In the final analysis, nonetheless, the good part is that Biden places importance on the US-Indian relationship. The overall drift of his remarks is very positive. Biden remains a staunch believer in the raison d’être of the US-Indian relationship.

Conceivably, External Affairs Minister S. Jaishankar will be an indispensable colleague for Modi in a Biden presidency. It is inconceivable that Jaishankar forgot to cultivate Biden during his ambassadorship in Washington. And it cannot be lost on Jaishankar that Biden’s decency defines him — his empathy, warmth, devotion to the dignity of every human being, kindness to staff and closeness to family through a welter of personal tragedies.

Biden believes in winning over political adversaries, not running them over. So, in a Biden presidency India will get a second chance.
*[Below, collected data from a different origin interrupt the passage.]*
PR #104, opened 2023-02-15
Use shell to resolve `bazel`

alejandrofsGR:
Otherwise user shell aliases are not visible in `subprocess`. This helps in systems where `bazel` might not be directly in the PATH, but rather aliased to a specific location.

### DIFF
--- a/refresh.template.py
+++ b/refresh.template.py
@@ -884,6 +884,7 @@ def _get_commands(target: str, flags: str):
         capture_output=True,
         encoding=locale.getpreferredencoding(),
         check=False, # We explicitly ignore errors from `bazel aquery` and carry on.
+        shell=True, # Resolve `bazel` using the shell. Otherwise user aliases are not visible in subprocess.
     )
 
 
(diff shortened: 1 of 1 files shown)


cpsauer:
Hey @alejandrofsGR! Thanks for using the tool and looking to make it better than you found it.

I hear you on the need--but see that you quickly closed this. For my learning, can I ask what made you change your mind?

alejandrofsGR:
Hi Christopher. Sure, thanks to you for writing this cool tool! The reason I closed the PR is because I later found out setting `shell=True` seems to change how the list of arguments is interpreted by `subprocess.run(...)`. With `shell=True`, arguments seemed to be resolved as individual executables and I was getting errors like `aquery: command not found`. I tried to work around it by joining all arguments into a single string but all in all it was getting complicated so I decided to just put `bazel` in the path and remove the alias.

cpsauer:
Got it! Thanks, man. Appreciate it. (Helps me understand in case this comes back up.) I think one other is that shell=True is going to toss you into /bin/sh, which may or may not be configured with the aliases you want.

Anyway, thanks so much for your eagerness to contribute! I appreciate your taking the time to toss up a PR, try to make things better, and then explain.

Happy coding!
Chris

PR #113, opened 2023-03-18
Use pre-defined arguments to support override symlink prefix and append targets

LoSealL:
## Problem statement

Currently `bazel-compile-commands-extractor` works very well in most cases, but there are still some rare cases where users may specify a different output directory other than the default `"bazel-*"`.
On the other hand, if users add some new source files and want clangd to index them, they probably do not want to re-run the whole extractor, especially when users add new files frequently (usually at the beginning of a project or adding new features to an existing project), just because a total re-run takes quite a few miniutes.

## Solution
Hence we propose a PR to solve above two problems:
We add explicit argument parser to parse two pre-defined arguments: `"-b", "--bazel-out"` and `"-t", "--targets"`:
   - Override symlink: bazel run @hedron_compile_commands//:refresh_all -- --bazel-out=mypredix-
   - Append targets: Only parser //foo:bar target and append to existing compile commands. bazel run @hedron_compile_commands//:refresh_all -- -t "//foo:bar"

### DIFF
--- a/refresh.template.py
+++ b/refresh.template.py
@@ -19,7 +19,7 @@ if sys.version_info < (3,6):
     # When adding things could be cleaner if we had a higher minimum version, please add a comment with MIN_PY=3.<v>.
     # Similarly, when upgrading, please search for that MIN_PY= tag.
 
-
+import argparse
 import concurrent.futures
 import enum
 import functools  # MIN_PY=3.9: Replace `functools.lru_cache(maxsize=None)` with `functools.cache`.
@@ -830,12 +830,12 @@ def _convert_compile_commands(aquery_output):
             }
 
 
-def _get_commands(target: str, flags: str):
+def _get_commands(target: str, flags: str, extra_flags: str=''):
     """Yields compile_commands.json entries for a given target and flags, gracefully tolerating errors."""
     # Log clear completion messages
     log_info(f">>> Analyzing commands used in {target}")
 
-    additional_flags = shlex.split(flags) + sys.argv[1:]
+    additional_flags = shlex.split(flags) + extra_flags
 
     # Detect anything that looks like a build target in the flags, and issue a warning.
     # Note that positional arguments after -- are all interpreted as target patterns. (If it's at the end, then no worries.)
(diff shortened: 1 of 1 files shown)


cpsauer:
Hello again, @LoSealL! Great to hear from you.

I hear you on both needs.

**On the faster, incremental update:**

I totally get that for very large codebases, rerunning the whole thing is too slow. (There are the usual speed tricks in the README, but it sounds like those are insufficient.)

There's a trap if you do it per-sub-target, though, and that's that the top-level-target often configures the targets it depends on, meaning that the commands for the sub targets are wrong if you ask for them the obvious way 🤦🏻. Cross-compiling, e.g. to mobile or embedded, is a key example of this. You'll get commands for the host platform, not the target platform. Plus, getting all dependencies of a sub-target can still be overwhelming.

So instead, I've been working with @xinzhengzhang for a while on a `--file` flag that lets an editor quickly ask for the correctly configured flag for a single file. The idea is that the editor would be configured to auto-call this tool to get the right command when files are opened or created, keeping things up to date, just in time.

Does that sound like it'd solve things for you too?

If so, we could really use your help, double checking that it works for you and resolving some of the remaining TODOs in the code. (Am I right in remembering that you'd helped with windows before? If so, there are some bite-sized windows TODOs we could really use your help on.) 

The work is going on in #99 with the early design discussion in #93. If you're down to help, I'm hoping he can just give you commit access the branch we're using for the feature. 

**For Bazel-out:**
I hear you--it'd be nice to handle all combos of bazel flags. But this one is significantly trickier than you might think, since you also have to port over all the bazel flags that reference bazel-out. There have been some other efforts at this and at adding an option to remove the external symlink (run a quick search through PRs and issues), but I really think it's more hassle than it's worth it, since it makes things much simpler to have a workspace that mirrors the compilation sandbox. That said, I remain open to it if you want to do the work.

Cheers--and thanks for being the kind of person that looks for ways to help improve things!
Chris

LoSealL:
Thanks @cpsauer, indeed it will be more convenient to interact with editor automatically, I will study how #99 is designed.

BR

cpsauer:
Thanks for taking a look, and being down to merge efforts @LoSealL. Please let me know what you think.

And for my learning, what does BR stand for?

LoSealL:
Best regards :-)

PR #359, opened 2014-12-28
Add integration test for configuration loading.

troessner:
After we had merged #356 I realized that while the new way of configuration loading was tested with unit tests, there certainly was an integration spec missing. This PR introduces a proper integration which I believe covers most if not all use cases.

### DIFF
--- a/features/configuration_loading.feature
+++ b/features/configuration_loading.feature
@@ -1,0 +1,62 @@
+Feature: Offer different ways how to load configuration
+
+  There are 3 ways of passing reek a configuration file:
+  - Using the cli "-c" switch
+  - Having a file ending with .reek either in your current working directory or in a parent directory
+  - Having a file ending with .reek in your HOME directory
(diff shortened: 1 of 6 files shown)


troessner:
Soooo, what's our status here?

While I'm also not the biggest fan of creating files outside of the project directory this is a test that actually really tests the functionality. I mean, everything else just.....doesn't. So we might have super-fancy tests that still work while the actual functionality doesn't.

And in any case, having an integration spec for this functionality is better than no integration spec at all.

I'd suggest that we merge this little rascal and just see how it plays out. 
If we constantly run into trouble when running tests locally or on travis we can revise this approach.
But for now I'd say let's go with it.

What do you guys think?

mvz:
I agree. I would like a different approach in the end, but it will be a fair bit of work I can't find the the time at the moment. To be revisited later, I guess.

troessner:
Can you please merge then @mvz ?
I really don't like merging my own PR's.;)

mvz:
Done :-).

PR #362, opened 2015-01-09
Revise rake task.

### LINKED ISSUE #326: Re-visit reek task
As mentioned in #325, there are some odd things about the reek task provided:

* Why is the library path altered? The user is supposed to have reek installed.
* Why is ruby called, and not directly reek? This only makes sense if you're working on reek itself and don't have it installed.
* Why provide a way to add options to ruby?
* The task changes the normal default config file behavior.

I'd like to revisit this task and simplify it.

troessner:
This fixes #326 - I basically rewrote the whole task more or less.
See comments in the diff for further explanation.

### DIFF
--- a/features/rake_task/rake_task.feature
+++ b/features/rake_task/rake_task.feature
@@ -82,15 +82,3 @@ Feature: Reek can be driven through its Task
     And it reports:
       """
       """
-  Scenario: can be configured with config_files
-    When I run rake reek with:
-      """
-      Reek::Rake::Task.new do |t|
-        t.config_files = 'spec/samples/minimal_smelly_and_masked/config.reek'
-        t.source_files = 'spec/samples/minimal_smelly_and_masked/minimal_dirty.rb'
-      end
-      """
-    Then it succeeds
-    And it reports:
-      """
-      """
--- a/lib/reek/rake/task.rb
+++ b/lib/reek/rake/task.rb
@@ -3,6 +3,7 @@
 require 'rake'
 require 'rake/tasklib'
 require 'pathname'
+require 'English'
 
 module Reek
   #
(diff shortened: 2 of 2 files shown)


features/rake_task/rake_task.feature
```diff
@@ -93,4 +94,7 @@ Feature: Reek can be driven through its Task
     Then it succeeds
     And it reports:
       """
+      [DEPRECATED]
+      Starting with reek 1.6 there is only one configuration file possible.
+      Please use "config_file" instead of "config_files".
```
troessner: At one point in time we should get rid of "config_files" so let's start by deprecating it and remove it in a year or so.

lib/reek/rake/task.rb
```diff
@@ -3,6 +3,7 @@
 require 'rake'
 require 'rake/tasklib'
 require 'pathname'
+require 'English'
```
troessner: I'm afraid I'm just not 1337 enough for remembering the difference between $? and $!.;)

lib/reek/rake/task.rb
```diff
@@ -32,118 +33,87 @@ module Rake
     #   rake reek REEK_OPTS=-s                   # sorts the report by smell
     #
     class Task < ::Rake::TaskLib
-      # Name of reek task.
-      # Defaults to :reek.
-      attr_accessor :name
+      # Name of reek task. Defaults to :reek.
+      attr_writer :name
```
troessner: I basically changed all attr_accessors to attr_writers because that is all we need.

lib/reek/rake/task.rb
```diff
@@ -32,118 +33,87 @@ module Rake
...
 
-      # Array of directories to be added to $LOAD_PATH before running reek.
-      # Defaults to ['<the absolute path to reek's lib directory>']
-      attr_accessor :libs
```
troessner: Was obsolete.

lib/reek/rake/task.rb
```diff
@@ -32,118 +33,87 @@ module Rake
...
-      attr_accessor :source_files
+      attr_writer :source_files
 
       # String containing commandline options to be passed to Reek.
       # Setting the REEK_OPTS environment variable overrides this value.
       # Defaults to ''.
-      attr_accessor :reek_opts
-
-      # Array of commandline options to pass to ruby. Defaults to [].
-      attr_accessor :ruby_opts
```
troessner: And that was just...weird..;)

lib/reek/rake/task.rb
```diff
@@ -32,118 +33,87 @@ module Rake
...
-      attr_accessor :config_file
-
-      def config_files=(value)
-        @config_file = value
-      end
-
-      def config_files
-        @config_file
-      end
+      attr_writer :config_file
```
troessner: BTW we could easily get rid of this as well since there's absolutely nothing keeping you from putting this into REEK_OPTS. I left it in to not f**k up everybodies rake tasks.

features/rake_task/rake_task.feature
chastell: I’d say let’s drop it in 2.0 already, that’s exactly what major version bumps are for.

troessner: Good idea!

troessner:
@chastell have you reviewed this PR? If yes, I'd appreciate either constructive criticism or you hitting the "merge pull request" button.:)

lib/reek/rake/task.rb
mvz: RuboCop agrees with you :-).

mvz:
Would you like to release this on a final 1.x version? If this is straight for 2.0, we can remove the `config_files` option altogether.

mvz:
Oh, I see this also includes a breaking change in the default config file location, so I guess 2.0 it is. I think the deprecation warning is probable good for now; perhaps we can add something like 'this option will be removed in 2.1' (or some other version).

troessner:
>>  I think the deprecation warning is probable good for now; perhaps we can add something like 'this option will be removed in 2.1' (or some other version).

You had an excellent point in 

>> If this is straight for 2.0, we can remove the config_files option altogether.

Then let's just remove it.:)

troessner:
@mvz removed the deprecation warning and the option itself.
So I guess this bad boy is mergeable then?

troessner:
I'm afraid reeks rake task in 1.6.* is still not working properly. 

If you don't specifiy a config file at all then [this](https://github.com/troessner/reek/blob/master/lib/reek/rake/task.rb#L89)
will set it to nil. 

Which will then [here] (https://github.com/troessner/reek/blob/master/lib/reek/rake/task.rb#L118)
lead to an "-c" flag that is passed with an empty string, resulting in the first "source_file" to be specified as config file.

So if you have the source files lib/foo.rb and lib/bar.rb then this will result in this reek call:

>> reek -c lib/foo.rb lib/bar.rb

which will rightfully fail.:)

Now before 1.6.0 this was set to a glob which still didn't work if there was no file, but it kind of did the right thing still.:)

This pull request fixes this so we should get this merged and released as 1.6.2 a.s.a.p. - I also re-introduced "config_files" (see the diff) so it fully backwards-compatible.

@mvz or @chastell can you please re-review and then merge this right away if it looks good to you?

lib/reek/rake/task.rb
```diff
@@ -32,118 +33,83 @@ module Rake
...
-        @reek_opts = ''
+        @name          = name
+        @reek_opts     = ''
         @fail_on_error = true
-        @sort = nil
+        @source_files  = 'lib/**/*.rb'
+        @verbose       = false
 
         yield self if block_given?
-        @config_file ||= Pathname.glob('config/**/*.reek').detect(&:file?)
```
mvz: You will have to somehow restore this globbing as well if you want to merge this for 1.6.2.

mvz:
Hm. Maybe it'll be quicker to just fix the 1.6.x bug and merge this after?

troessner:
>> Hm. Maybe it'll be quicker to just fix the 1.6.x bug and merge this after?

Yes, good point. I'll remove config_files again and will open up a separate PR in a couple of minutes.

mvz:
I've just implemented this too :-).

troessner:
>> I've just implemented this too :-).

You did? Great, I haven't started yet.::D

So I'll just wait for your PR?

troessner:
Ah, it's there already.:D

troessner:
@mvz regarding your comment:

>> I think using an array as argument to system is better because if I remember correctly it avoids the shell re-parsing the command line, so you won't run into any problems if the config file is called my config.reek, or if any of the other file names contain spaces.

Yes,

>> system 'reek', '-c', '/tmp/my config.reek', 'dirty.rb'

will work while

>> system 'reek -c /tmp/my config.reek dirty.rb'

won't. But handling those edge cases will make things significantly more complictated.
Please have a look at the second commit in this PR (i kept that separate on purpose).
This handles the case I describe above but it doesn't handle a couple of more complicated cases.

E.g.:

>> system ...., '--ultra-verbose --quit'

won't work so we need to split REEK_OPTS as well. And then it gets even more complicated because you can also do "-c /tmp/my config.reek" and there is no way we will no how to split this.

Long story short: I believe we shouldn't cater to this. Having "/tmp/my config" is an absolute edge case. I doubt that there are more than 3 reek users out there who have something like this. If any at all. So in my mind we should not handle this edge case and rather keep things simple.

mvz:
Hm, I see, so we're either stuck with having to split REEK_OPTS, or not handling spaces in file names. :cry:

I agree we should probably go for the simple case then and handle the edge cases if and when problems arise.

BTW, since we're basically duplicating a lot of the stuff the RSpec rake task implements, I have a feeling there's room for a gem here. I might start one.

troessner:
Hmmm, I mean we could just ignore that special case with "-c my config.reek" from above (there is nothing we can do anyway) and just add a 

```Ruby
*REEK_OPTS.split("\+s")
```

Then this parameter handling would be done more or less and we can merge this PR.
What do you think?

troessner:
@mvz I think I found a solution that we can all live with:

I updated my second commit so that it uses "system" the way you proposed.
I'd suggest that we merge this PR as those 2 commits and if we run into trouble we just revert the second commit.

What do you think?

mvz:
@troessner that sounds like a good plan. I have made one more comment on the second commit, once that's fixed this can be merged.

troessner:
>> I have made one more comment on the second commit, once that's fixed this can be merged.

Done, we're now using 

>>  ['reek', ...., *source_files].

as well.

But before we can merge this we need to agree on how we treat the 1.6. branch from then on which we are discussing in #365 :)

troessner:
Now that we have that stable-1.6 branch up let's merge this @mvz :)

Having said that, India also has to adapt to a paradigm shift. A prospective President Biden’s foreign policy orientation would most likely be that of a conciliatory leader.

Biden will be akin to Presidents Harry Truman and Dwight Eisenhower — not inclined to reshape the world in accordance with a grand vision and more likely to be tending to respond to circumstances with the sympathetic hope that accommodations can be negotiated.

He is a flexible, hopeful politician, open to change but may lack the consistency and will to consummate his policy objectives. Suffice to say, his conception of the ‘Indo-Pacific order’ is highly unlikely to be Mike Pompeo’s.

Therefore, Jaishankar should travel light for his last waltz with US Pompeo in Tokyo during the Quad meeting next month on China’s doorstep. (The most judicious course would have been to skip this untimely journey altogether.) The ‘rules-based Indo-Pacific order’ will come with caveats in a Biden presidency. For, the inference can only be that the general tenor of a prospective Biden presidency will be conciliatory.

In the words of former president George W. Bush, Biden is a quintessential “uniter, not a divider.” The corollary will be that Biden is overly open to influence, which cannot but impact his leadership effectiveness in negotiations with foreign adversaries.